◆ **Exercise brief**
Using the data below, return the stretch from the line that contains "64, line 41: You" through the line that contains "Makes sense, I'll fix it.", both included, exactly as it stands and nothing beyond it.

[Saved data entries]
PR #639, opened 2022-07-05
options/posix: Add dlvsym

Dennisbonke:
The implementation is only partial, as the version argument is ignored. Thus, `dlvsym` behaves just like `dlsym`.

### DIFF
--- a/options/posix/generic/dlfcn-stubs.cpp
+++ b/options/posix/generic/dlfcn-stubs.cpp
@@ -37,6 +37,13 @@ void *dlsym(void *__restrict handle, const char *__restrict string) {
 	return __dlapi_resolve(handle, string, ra);
 }
 
+[[gnu::noinline]]
+void *dlvsym(void *__restrict handle, const char *__restrict string, const char *__restrict version) {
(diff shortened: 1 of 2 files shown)


options/posix/generic/dlfcn-stubs.cpp
```diff
@@ -37,6 +37,12 @@ void *dlsym(void *__restrict handle, const char *__restrict string) {
 	return __dlapi_resolve(handle, string, ra);
 }
 
+void *dlvsym(void *__restrict handle, const char *__restrict string, const char *__restrict) {
```
64, line 40: This should be marked `[[gnu::noinline]]`.

options/posix/generic/dlfcn-stubs.cpp
```diff
@@ -37,6 +37,12 @@ void *dlsym(void *__restrict handle, const char *__restrict string) {
...
+	mlibc::infoLogger() << "mlibc: dlvsym ignores version" << frg::endlog;
```
64, line 41: You might as well print the version string too.

64 (changes requested):

PR #641, opened 2022-07-05
sysdeps/linux: Include unistd.h in sys/syscall.h

Dennisbonke:
I got compilation failures if this header is not included, I'm unsure about whether this is correct, so feedback is appreciated.

### DIFF
--- a/sysdeps/linux/include/sys/syscall.h
+++ b/sysdeps/linux/include/sys/syscall.h
@@ -2,5 +2,8 @@
 #define _SYS_SYSCALL_H
 
 #include <abi-bits/arch-syscall.h>
+#if __has_include(<asm/unistd.h>)
+#include <asm/unistd.h>
+#endif
 
 #endif // _SYS_SYSCALL_H


ArsenArsen:
This is not correct.

64:
> This is not correct.

In what way?

Dennisbonke:
> We're supposed to include <asm/unistd.h>, which then includes unistd_64.h on x86_64, when `__X32__` isn't set, or something like that. I don't remember the details. This header also doesn't exist outside of x86_64 64bit.

Makes sense, I'll fix it.

sysdeps/linux/include/sys/syscall.h
```diff
@@ -2,5 +2,8 @@
 #define _SYS_SYSCALL_H
 
 #include <abi-bits/arch-syscall.h>
+#if __has_include("asm/unistd.h")
```
ArsenArsen, line 5: `__has_include(<asm/unistd.h>)`

ArsenArsen (changes requested):

PR #642, opened 2022-07-05
sysdeps/linux: Add sys_yield

Dennisbonke:

### DIFF
--- a/sysdeps/linux/generic/sysdeps.cpp
+++ b/sysdeps/linux/generic/sysdeps.cpp
@@ -451,6 +451,10 @@ int sys_sysinfo(struct sysinfo *info) {
 	return 0;
 }
 
+void sys_yield() {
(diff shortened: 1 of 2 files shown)


ArsenArsen:
Maybe we should adjust this function to match POSIX (return int, never fail on Linux)

64:
> Maybe we should adjust this function to match POSIX (return int, never fail on Linux)

Yes, I agree

avdgrinten:
Why? `void` expresses correctly that the function can't fail.

ArsenArsen:
> Why? `void` expresses correctly that the function can't fail.

Except on systems where it can (permitted by POSIX)

avdgrinten:
I think POSIX is overly pessimistic here; an empty function is a valid implementation for `sched_yield()`.

64 (approved):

◆ **Response to this task**
64, line 41: You might as well print the version string too.

64 (changes requested):

PR #641, opened 2022-07-05
sysdeps/linux: Include unistd.h in sys/syscall.h

Dennisbonke:
I got compilation failures if this header is not included, I'm unsure about whether this is correct, so feedback is appreciated.

### DIFF
--- a/sysdeps/linux/include/sys/syscall.h
+++ b/sysdeps/linux/include/sys/syscall.h
@@ -2,5 +2,8 @@
 #define _SYS_SYSCALL_H
 
 #include <abi-bits/arch-syscall.h>
+#if __has_include(<asm/unistd.h>)
+#include <asm/unistd.h>
+#endif
 
 #endif // _SYS_SYSCALL_H


ArsenArsen:
This is not correct.

64:
> This is not correct.

In what way?

Dennisbonke:
> We're supposed to include <asm/unistd.h>, which then includes unistd_64.h on x86_64, when `__X32__` isn't set, or something like that. I don't remember the details. This header also doesn't exist outside of x86_64 64bit.

Makes sense, I'll fix it.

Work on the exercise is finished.